There's no hidden mystery to David B.'s drawings, only evocative displays of gut-punch symbols as an on-page literalization of primal feelings and the mythic undercurrent of religious strife. A spear and facing cannons form an infantryman's helmeted face. A long-beaked bird devours armored men as a caption tells of heresies, like revolutions, devouring their young. And while the girl and the drum try to flee, the former's happy tunes manage to summon literal ghosts from the latter; even as bloody old politics, rhetoric, or the image of beloved conquering heroes is used for kinder means, it seems to have a way of echoing the mayhem it all inspired before. Jesus Christ appears(!) to show the way to Paradise, but one outside of its wall only leads to another outside for those who waited knee-deep in blood. Another army draws near; people will have to die again.

It's another dense, exciting work, essaying the same concerns as David B.'s two other histories with greater finality. If The Armed Garden respresented the futility of earthly heaven and the incoherence of the divine, and The Veiled Prophet depicted the substitution of one human reality with another through ideology, The Drum Who Fell in Love pushes the material into the realm of legacy, human affairs after death, and finally guides the artist's characters into a type of risen reward, though David B. is too much of a skeptic to allow any of the people we know through the garden gates - this fallen world will only win you decent bleacher seats, though freedom from the murder of the 'heroism' concept is offered as maybe prize enough.

Smart, probing, passionate work. A virtue for any incarnation of shuffled current comics.

8/18/2008

Varied

*Sorry about the lack of posts last week; I can't review anything without an all-clear from Vatican City, and their Comcast service has been spotty of late. Still:

LAST WEEK'S REVIEWS:

Batman #679

The Punisher MAX #60 (and what it means as an ending)

I guess the pope's been into superheroes?

*Looks like a certain large small publisher is getting all the stuff fired out -

THIS WEEK IN COMICS!

Where Demented Wented: The Art and Comics of Rory Hayes: The only book you're likely to need on this man of teddy bears and oozing visions. From Fantagraphics, $22.99 for 144 pages. My review here.

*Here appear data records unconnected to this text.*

Issue #1677, opened 2017-06-27
Add supporting document for autos


danbri:
Mirek & co have drafted something, staged at http://sdo-auto-fix.appspot.com/docs/automotive.html

I'd like to add this under /docs/ alongside our other supporting documentation.

Ping @vholland @scor @nicolastorzec @rvguha @tmarshbing @tilid - can you take a look?

tmarshbing:
This is very comprehensive. I like it! A few suggestions:
1. Add a link to the examples at the top. I imagine most readers will be most interested in the examples, so let's get them there quickly.
2. In the hybrid car example, shouldn't we use value instead of maxValue for the weightTotal and wheelbase attributes? It also might be nice to show the kWh for the electric engine. Finally, the pre-markup example is missing the offer that is in the markup.

sopekmir:
Thanks! We will consider adding a line with in-page links to all the sections (we have 7 of them). 
Your remarks about hybrid car example will also be taken care of!

trypuz:
@tmarshbing, thank you for your suggestions. Almost all of them have been applied (see http://sdo-auto-fix.appspot.com/docs/automotive.html), i.e.:
- we added a table of contents to the document (as @sopekmir suggested)
- we used value instead of maxValue for the wheelbase property
- we added description "Battery Energy 1.56 kWh" to the example (please note that in our example we used Ah to describe the battery capacity - see fuelCapacity property)
- we added the offer info to the pre-markup example

I think it still makes sense to use maxValue for the weightTotal property. 

@tmarshbing, would you say that the standard for measuring battery capacity is Watt Hours or Kilo-Watt Hours not of Amp Hours?

tmarshbing:
Thanks for the changes. A few things:

- I don't see the change for wheelbase. I still see maxValue.
- For weightTotal, I double checked its definition, and it looks like it can be used either to describe the max weight supported or to describe the empty weight. Apparently, you're supposed to use the name attribute on the quantitative value to differentiate. Maybe we could add name: "Permitted total weight"? I think that minValue/maxValue are only supposed to be used if expressing a range. Although we have an implied range here [empty weight, max permitted weight], I think it's still more helpful to add the name + use value.
[...]

PR #1900, opened 2018-04-27
Doc for auto.schema.org

trypuz:
Implementation of community suggestions from #1677


RichardWallis:
In the checking of this, alongside other pages, for the correctness of their HTML output (issue #1901) various errors were identified with the html.

The [W3C Html Validator ](https://validator.w3.org/ )was used to check the page.

@trypuz can you check and fix please.

Note the error for a bad element name of 'gcse:searchbox-only' can be ignored, it is part of a wider issue being fixed elsewhere.

~Richard.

Abandoned Cars: Tim Lane's carnival tent show of American interiors and environments, short stories skipping across genres, through drama and comedy, a sky of myth known to be above. Also from Fantagraphics, a $22.99 hardcover for 168 pages. My review here. Handy art-loaded interview here.

MOME Vol. 12: And here's the latest for Fantagraphics' house anthology, now shorn of interview content and dominated by great work from three men of Europe: Olivier Schrauwen, Killoffer and the great David B. It's $14.99 for 128 pages. Full review tomorrow.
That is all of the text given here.